- **WORK ITEM**
From the line containing "But why not" down to the line containing "As I said, I'm" in the records below, reproduce every line exactly, ends included, and omit all others.

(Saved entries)
◆ ◆ ◆ ◆ ◆

PR #7280, opened 2020-10-15
Media Library: improve localization

### LINKED ISSUE #7277: Media Library: improve localization and little SCSS modifications
Hi all, 

I would like to ask if I can do a change in the Media Library interface to add localization improvement by add the "Media Library" in the up-left corner (in the first image look at the awful yellow square) to the dictionary. Also I would like todo a little SCSS code modification to fix some elements.
For example, media library before:
Inkedbefore_LI

Media Library after:
after

PiemP:
Fixes #7277


src/OrchardCore.Modules/OrchardCore.Media/Views/Admin/Index.cshtml
```diff
@@ -2,7 +2,7 @@
 <style asp-src="~/OrchardCore.Media/Styles/media.min.css" debug-src="~/OrchardCore.Media/Styles/media.css"></style>
 
 <script at="Foot">
-    initializeMediaApplication(true, '@Url.Action("MediaApplication", "Admin", new { area = "OrchardCore.Media" })', '@Context.Request.PathBase.ToString()');
+    initializeMediaApplication('@T["Media Library"]', true, '@Url.Action("MediaApplication", "Admin", new { area = "OrchardCore.Media" })', '@Context.Request.PathBase.ToString()');
```
deanmarcussen, line 5: This probably shouldn't be passed in directly, but read from a hidden div on the `MediaApplication.cshtml` view

PiemP: I Hope to have understand well your request 😅. I Hope to have understand well your request. I have opted to don't read the text from an hidden input but I have choose to read the localized string from the root folder link that already render it.

Thank you.

deanmarcussen (commented):
`.text()` makes sense.

@jtkech was there a reason the `var root` was outside the app? I think you added this recently?

but LGTM

jtkech:
@deanmarcussen 

> @jtkech was there a reason the var root was outside the app? I think you added this recently?

I changed the way the selected folder is initialized, but I didn't move the root variable declaration outside the app.

PiemP:
> @jtkech was there a reason the var root was outside the app? I think you added this recently?

effectively, is not a "safer approach". I have looked to the use of the `root` variable in code and seem related to the `mediaApp` object. But I admit to not tested well well the element and if you prefer I can move the `root` variable to the previous position and set only the `name` property with the localized string.

deanmarcussen (approved):
Cool just checking @jtkech 

@PiemP I also agree root seems scoped.

LGTM

Issue #4094, opened 2019-08-23
Forms Module - Select Widget not working/complete


jonvee:
When using the Forms Module, the Select Widget only has fields for Name and ID. There is no means to add options or add an actual select element to the form. 
My current workaround is adding a liquid widget to the form and hard coding the html.

I only briefly looked at the source code and it appears unfinished.

jptissot:
I had the same issue. I ended up creating a SelectInput type with a bag of SelectOption type and implementing the templates myself.

urbanit:
Still issue active

sebastienros:
PRs are open

Issue #3297, opened 2019-03-08
How can i add options to the SelectPart?


cellpaddding:
I'm using the forms module and work flow module to save form data.
When i add the select part to my form,i find that i can't add options to the select part.
How can i do it?
Thank you.

sebastienros:
I assume we are missing the SELECT and OPTION form elements.

https://github.com/OrchardCMS/OrchardCore/tree/dev/src/OrchardCore.Modules/OrchardCore.Forms/Models

Feel free to create a PR to add these, or even a "Custom" Form element where you could render custom tags.

PR #7281, opened 2020-10-15
Implement missing forms selectpart and options

deanmarcussen:
Fixes https://github.com/OrchardCMS/OrchardCore/issues/3297
Fixes https://github.com/OrchardCMS/OrchardCore/issues/4094

Similar ui to the predefined text field list settings.

I chose not to do it with `SelectListItem` and / or `optgroup` to keep everything simple, and consistent with the rest of the forms module.

Screenshot 2020-10-14 at 15 42 31


src/OrchardCore.Modules/OrchardCore.Forms/Views/Items/SelectPart.Fields.Edit.cshtml
```diff
@@ -0,0 +1,89 @@
...
+                <th scope="col" colspan="3">@T["Default?"]</th>
+            </tr>
+        </thead>
+        <draggable v-model="data.options" :tag="'tbody'">
+            <tr v-for="(option, index) in data.options" :key="index">
+                <td>
+                    <input type="text" class="form-control" v-model="option.text" placeholder="Enter the text" />
+                </td>
+                <td>
+                    <input type="text" class="form-control courier" v-model="option.value" placeholder="Enter a value" />
```
agriffard, line 26: @T["Enter a value"]

ns8482e:
@deanmarcussen I have started working on this too.

Can you add my request here? Support for `Type`, placeholder and optgroup? 

e.g. Dropdown list, radio list, List box, checkbox list?

src/OrchardCore.Modules/OrchardCore.Forms/Views/Items/SelectPart.Fields.Edit.cshtml
deanmarcussen: done.

@agriffard we should probably update the `TextFieldPredefinedListEditorSettings.Edit` as that was copied straight over, and they're missing there too

deanmarcussen:
> Can you add my request here? Support for `Type`, placeholder and optgroup?
> 
> e.g. type being Dropdown list, radio list, List box, checkbox list?

I thought about those, but I saw this as a `SelectPart` and would see a radio group as a different part.

Maybe not?

it could be extended for optgroup, but I had to do this for a client, and wanted to keep it simple, so thought I'd push it up after.

Feel free to take over the pr, I am short of time to do anything much more to it

deanmarcussen:
> Technically if we map `SelectPart` to `<select>` tag than it seems different. 

Yes, I essentially agree, but currently the form part's are matched to a tag type.

i.e. the input part supports radio buttons etc.

Hence why I felt we should probably continue that. 

Otherwise we're changing our minds partway through, and they become a strange mix.

deanmarcussen:
Might be worth asking @sfmskywalker what the original design intentions of the forms module was?

ns8482e:
> i.e. the input part supports radio buttons etc.

OK, But IMO - using radio/checkbox with input requires and making list of choices and maintaining `ModelState` on postback requires some sort of `html` `asp.net` knowledge :).  

It's kinda too much expectation from non technical form designer.

ns8482e:
@deanmarcussen anyway continue with your PR, I'll create PR for my request.

src/OrchardCore.Modules/OrchardCore.Forms/Views/Items/SelectPart.cshtml
```diff
@@ -0,0 +1,26 @@
...
+            fieldClass = "form-control input-validation-error";
+        }
+    }
+}
+<select id="@fieldId" name="@fieldName" class="@fieldClass">
+    @foreach(var option in Model.Value.Options)
+    {
+        <option value="@option.Value" selected="@(option.Value == fieldValue ? "selected" : null)">@option.Text</option>        
+    }
+</select>
```
ns8482e, line 26: EOL

src/OrchardCore.Modules/OrchardCore.Forms/Drivers/SelectPartDisplayDriver.cs
```diff
@@ -0,0 +1,65 @@
...
+                part.DefaultValue = viewModel.DefaultValue;
+                try
+                {
+                    part.Options = String.IsNullOrWhiteSpace(viewModel.Options)
+                        ? Array.Empty<SelectOption>()
+                        : JsonConvert.DeserializeObject<SelectOption[]>(viewModel.Options);
+                }
+                catch
+                {
+                    updater.ModelState.AddModelError(Prefix, S["The options are written in an incorrect format."]);
```
ns8482e, line 58: missing nameof(Options)

src/OrchardCore.Modules/OrchardCore.Forms/Views/Items/SelectPart.cshtml
```diff
@@ -0,0 +1,26 @@
...
+    var formInputElementPart = Model.Value.ContentItem.As<FormInputElementPart>();
+    var elementId = formElementPart.Id;
+    var fieldName = formInputElementPart.Name;
+    var fieldId = !string.IsNullOrEmpty(elementId) ? elementId : !string.IsNullOrEmpty(fieldName) ? Html.GenerateIdFromName(fieldName) : default(string);
+    var fieldValue = Model.Value.DefaultValue;
+    var fieldClass = "form-control";
+
+    if (ViewData.ModelState.TryGetValue(fieldName, out var fieldEntry))
+    {
+        fieldValue = fieldEntry.AttemptedValue;
```
ns8482e, line 14: It could be  - a joined into a comma-separated string for multiple select

src/OrchardCore.Modules/OrchardCore.Forms/Views/Items/SelectPart.cshtml
```diff
@@ -0,0 +1,26 @@
+@using OrchardCore.Forms.Models
+@model ShapeViewModel<SelectPart>
+@{
+    var formElementPart = Model.Value.ContentItem.As<FormElementPart>();
+    var formInputElementPart = Model.Value.ContentItem.As<FormInputElementPart>();
+    var elementId = formElementPart.Id;
+    var fieldName = formInputElementPart.Name;
+    var fieldId = !string.IsNullOrEmpty(elementId) ? elementId : !string.IsNullOrEmpty(fieldName) ? Html.GenerateIdFromName(fieldName) : default(string);
+    var fieldValue = Model.Value.DefaultValue;
+    var fieldClass = "form-control";
```
ns8482e, line 10: why not just assign directly to html `class="form-control"` and have `fielderror` variable instead?

src/OrchardCore.Modules/OrchardCore.Forms/Drivers/SelectPartDisplayDriver.cs
```diff
@@ -0,0 +1,65 @@
...
+using OrchardCore.Forms.ViewModels;
+
+namespace OrchardCore.Forms.Drivers
+{
+    public class SelectPartDisplayDriver : ContentPartDisplayDriver<SelectPart>
+    {
+        private static readonly JsonSerializerSettings SerializerSettings = new JsonSerializerSettings
+        {
+            ContractResolver = new CamelCasePropertyNamesContractResolver(),
+            Formatting = Formatting.Indented
```
ns8482e, line 19: Why Indented when stored into db?

src/OrchardCore.Modules/OrchardCore.Forms/Views/Items/SelectPart.cshtml
```diff
@@ -0,0 +1,26 @@
+@using OrchardCore.Forms.Models
+@model ShapeViewModel<SelectPart>
+@{
+    var formElementPart = Model.Value.ContentItem.As<FormElementPart>();
+    var formInputElementPart = Model.Value.ContentItem.As<FormInputElementPart>();
+    var elementId = formElementPart.Id;
+    var fieldName = formInputElementPart.Name;
+    var fieldId = !string.IsNullOrEmpty(elementId) ? elementId : !string.IsNullOrEmpty(fieldName) ? Html.GenerateIdFromName(fieldName) : default(string);
```
ns8482e, line 8: May be default to `contentitemid_nameof(part)` instead of default(string)?

jptissot:
Why not just add a bag of SelectItems / OptGroups ?

Skrypt:
I like that Vue.js component I wonder who did it? 🙈 
Just a small comment here. We need to add a margin between those form elements. They all look stacked on top of each others. No clear different margin between a title and the previous elements group.

src/OrchardCore.Modules/OrchardCore.Forms/Assets/js/SelectOptionsEditor/selectOptionsEditor.js
```diff
@@ -0,0 +1,90 @@
...
+                selectOptionsModal.methods.showModal();
+            }
+        }
+    });
+
+}
+
+function IsNullOrWhiteSpace(str) {
+    return str === null || str.match(/^ *$/) !== null;
+}
```
Skrypt, line 90: eof

src/OrchardCore.Modules/OrchardCore.Forms/wwwroot/Scripts/selectOptionsEditor.js
```diff
@@ -0,0 +1,105 @@
...
+      showModal: function showModal() {
+        selectOptionsModal.methods.showModal();
+      }
+    }
+  });
+}
+
+function IsNullOrWhiteSpace(str) {
+  return str === null || str.match(/^ *$/) !== null;
+}
```
Skrypt, line 105: eof

Skrypt:
Yeah it could definitely use a SelectListItem / OptGroups but I believe the Vue.js component doesn't do it for now. We'd need to be able to add OptGroups when we click on the small edit icon and then display a list of those OptGroups as a new column in the Option items. I think it's fine enough for now while we wait on someone to work on adding this on the Vue.js component.

Skrypt (commented):
LGTM after small fixes

ns8482e:
> @ns8482e Is there a functional reason why you added this style?
To reduce white space - when used in smaller columns like 25%, 33%

jptissot:
> 
> 
> Yeah it could definitely use a SelectListItem / OptGroups but I believe the Vue.js component doesn't do it for now. We'd need to be able to add OptGroups when we click on the small edit icon and then display a list of those OptGroups as a new column in the Option items. I think it's fine enough for now while we wait on someone to work on adding this on the Vue.js component.

But why not simply use Widgets and a bag instead of writing a custom implementation ?

Skrypt:
@jptissot That would be for listing ContentItems right? Then this would be more like a ContentPicker.

jptissot:
No, I mean the Select has a Bag (named Options) of SelectItem / SelectOptGroup and you build those as Content Items instead of adding a custom editor for Options.

Skrypt:
Yes a content item picker...

deanmarcussen:
> why not simply use Widgets and a bag instead of writing a custom implementation ?

Yes, I saw your comment on the issue @jptissot , that you had resolved it that way.

It tends to be the way I build sites as well, bags, bagcontainers, and bagitems, to create lists inside content.
But I tend to think that approach is more appropriate to theme development, not our internal module development.

The reason I didn't for this was because you do end up with content items, which makes the templating more complex, and the part becomes not hard typed.

i.e. you can't just have an array on it, it becomes an array of content items.

As I said, I'm reasonably easy on this pr, I needed it for a client, so figured I'd push it back to OC afterwards.

If you guys think it should be done differently, then I don't mind closing it, but the issues have sat there for a year and a half without anyone doing anything to fix it ;)

ns8482e:
> No, I mean the Select has a Bag (named Options) of SelectItem / SelectOptGroup and you build those as Content Items instead of adding a custom editor for Options.

Then it’s kinda data source to select item

Skrypt:
I think we should have both options. These are 2 different option lists which makes sense to have.

src/OrchardCore.Modules/OrchardCore.Forms/wwwroot/Scripts/selectOptionsEditor.js
ns8482e: @Skrypt this file is gulp generated

Skrypt:
@jptissot Will it break your actual SelectPart because of naming? Maybe we could name this one as SimpleSelectPart and come up with a ContentItemSelectPart later on ...

ns8482e:
@Skrypt `SelectPart` and `Select` content type metadata are already defined in Migration

Skrypt:
Ok I understand now why we debate on the implementation.

https://github.com/OrchardCMS/OrchardCore/blob/7de0dbe962a20b518b94aa862ad674d46921707a/src/OrchardCore.Modules/OrchardCore.Forms/Migrations.cs#L76-L84

ns8482e:
I guess yes, you can have multiple drivers contribute in rendering for the same Part. 
See `CommonPart` for example.

Skrypt:
So here what I'm saying is that we should probably decide if that's the name we want to use for the Basic implement with uses the Vue.js viewcomponent.

ns8482e:
You mean `SelectPartDisplayDriver`?  Seems fine. For future enhancement - functionality can be added within that driver.
Also I guess it doesn't affect any custom modules, if it's using the same name for driver.

Skrypt:
Ok so I'm leaving you decide if this PR needs more work or not. I'm fine with it. Better have something than nothing too.

src/OrchardCore.Modules/OrchardCore.Forms/Views/Items/SelectPart.cshtml
deanmarcussen: Not sure I understand what you mean here?

It supports only a single select, a multi select would be another field, with a different name

src/OrchardCore.Modules/OrchardCore.Forms/Views/Items/SelectPart.cshtml
deanmarcussen: Just keeping it the same as all the other form templates.
We could review them as a batch at any time

src/OrchardCore.Modules/OrchardCore.Forms/Drivers/SelectPartDisplayDriver.cs
deanmarcussen: Just for debugging convenience

src/OrchardCore.Modules/OrchardCore.Forms/Views/Items/SelectPart.cshtml
deanmarcussen: again same as the other templates - could be review as a batch

src/OrchardCore.Modules/OrchardCore.Forms/Views/Items/SelectPart.cshtml
ns8482e: Nervermind

src/OrchardCore.Modules/OrchardCore.Forms/Views/Items/SelectPart.cshtml
ns8482e: OK

src/OrchardCore.Modules/OrchardCore.Forms/Views/Items/SelectPart.cshtml
ns8482e: ok

src/OrchardCore.Modules/OrchardCore.Forms/Drivers/SelectPartDisplayDriver.cs
ns8482e: ok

◆ ◆ ◆ ◆ ◆

- **SOLUTION FOR THIS TASK**
But why not simply use Widgets and a bag instead of writing a custom implementation ?

Skrypt:
@jptissot That would be for listing ContentItems right? Then this would be more like a ContentPicker.

jptissot:
No, I mean the Select has a Bag (named Options) of SelectItem / SelectOptGroup and you build those as Content Items instead of adding a custom editor for Options.

Skrypt:
Yes a content item picker...

deanmarcussen:
> why not simply use Widgets and a bag instead of writing a custom implementation ?

Yes, I saw your comment on the issue @jptissot , that you had resolved it that way.

It tends to be the way I build sites as well, bags, bagcontainers, and bagitems, to create lists inside content.
But I tend to think that approach is more appropriate to theme development, not our internal module development.

The reason I didn't for this was because you do end up with content items, which makes the templating more complex, and the part becomes not hard typed.

i.e. you can't just have an array on it, it becomes an array of content items.

As I said, I'm reasonably easy on this pr, I needed it for a client, so figured I'd push it back to OC afterwards.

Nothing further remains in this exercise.